_WHAT THE TASK ASKS_.
From the entries that follow, pick out all lines holding "extends".

┌─ PROVIDED RECORDS

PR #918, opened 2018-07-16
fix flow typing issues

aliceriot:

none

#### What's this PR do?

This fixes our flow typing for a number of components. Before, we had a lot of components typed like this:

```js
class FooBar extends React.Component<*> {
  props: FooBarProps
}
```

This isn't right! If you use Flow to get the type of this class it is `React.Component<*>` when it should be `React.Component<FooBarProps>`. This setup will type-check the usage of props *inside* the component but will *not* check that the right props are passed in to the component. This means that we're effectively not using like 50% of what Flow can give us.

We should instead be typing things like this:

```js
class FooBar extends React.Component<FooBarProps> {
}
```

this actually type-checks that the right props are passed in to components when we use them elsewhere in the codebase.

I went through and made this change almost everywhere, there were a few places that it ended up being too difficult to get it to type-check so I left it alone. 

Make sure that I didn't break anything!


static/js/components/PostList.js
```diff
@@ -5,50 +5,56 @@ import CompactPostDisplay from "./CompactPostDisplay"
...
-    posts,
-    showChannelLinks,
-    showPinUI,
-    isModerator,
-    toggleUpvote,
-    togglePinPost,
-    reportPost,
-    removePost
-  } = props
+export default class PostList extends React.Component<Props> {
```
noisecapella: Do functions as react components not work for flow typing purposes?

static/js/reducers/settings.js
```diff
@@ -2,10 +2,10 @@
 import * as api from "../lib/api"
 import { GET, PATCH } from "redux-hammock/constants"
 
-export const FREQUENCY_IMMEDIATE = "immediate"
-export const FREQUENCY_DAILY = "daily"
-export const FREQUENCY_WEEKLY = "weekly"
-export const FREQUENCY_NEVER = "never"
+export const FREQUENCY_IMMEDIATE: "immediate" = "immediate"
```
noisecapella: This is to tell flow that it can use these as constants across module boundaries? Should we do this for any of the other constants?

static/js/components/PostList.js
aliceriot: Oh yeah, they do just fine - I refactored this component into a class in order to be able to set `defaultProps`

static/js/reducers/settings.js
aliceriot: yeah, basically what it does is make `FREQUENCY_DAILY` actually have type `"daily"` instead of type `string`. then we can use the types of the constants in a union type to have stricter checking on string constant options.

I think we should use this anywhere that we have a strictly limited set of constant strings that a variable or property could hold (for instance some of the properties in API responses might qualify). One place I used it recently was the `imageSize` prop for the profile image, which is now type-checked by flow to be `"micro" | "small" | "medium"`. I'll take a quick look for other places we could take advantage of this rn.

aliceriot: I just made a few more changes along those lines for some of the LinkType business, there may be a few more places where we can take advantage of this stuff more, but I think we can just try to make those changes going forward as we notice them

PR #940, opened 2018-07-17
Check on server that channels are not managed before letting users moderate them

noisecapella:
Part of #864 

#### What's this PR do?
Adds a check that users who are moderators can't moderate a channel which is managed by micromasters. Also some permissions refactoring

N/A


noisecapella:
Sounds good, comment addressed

└─

_ANSWER_.
class FooBar extends React.Component<*> {
class FooBar extends React.Component<FooBarProps> {
+export default class PostList extends React.Component<Props> {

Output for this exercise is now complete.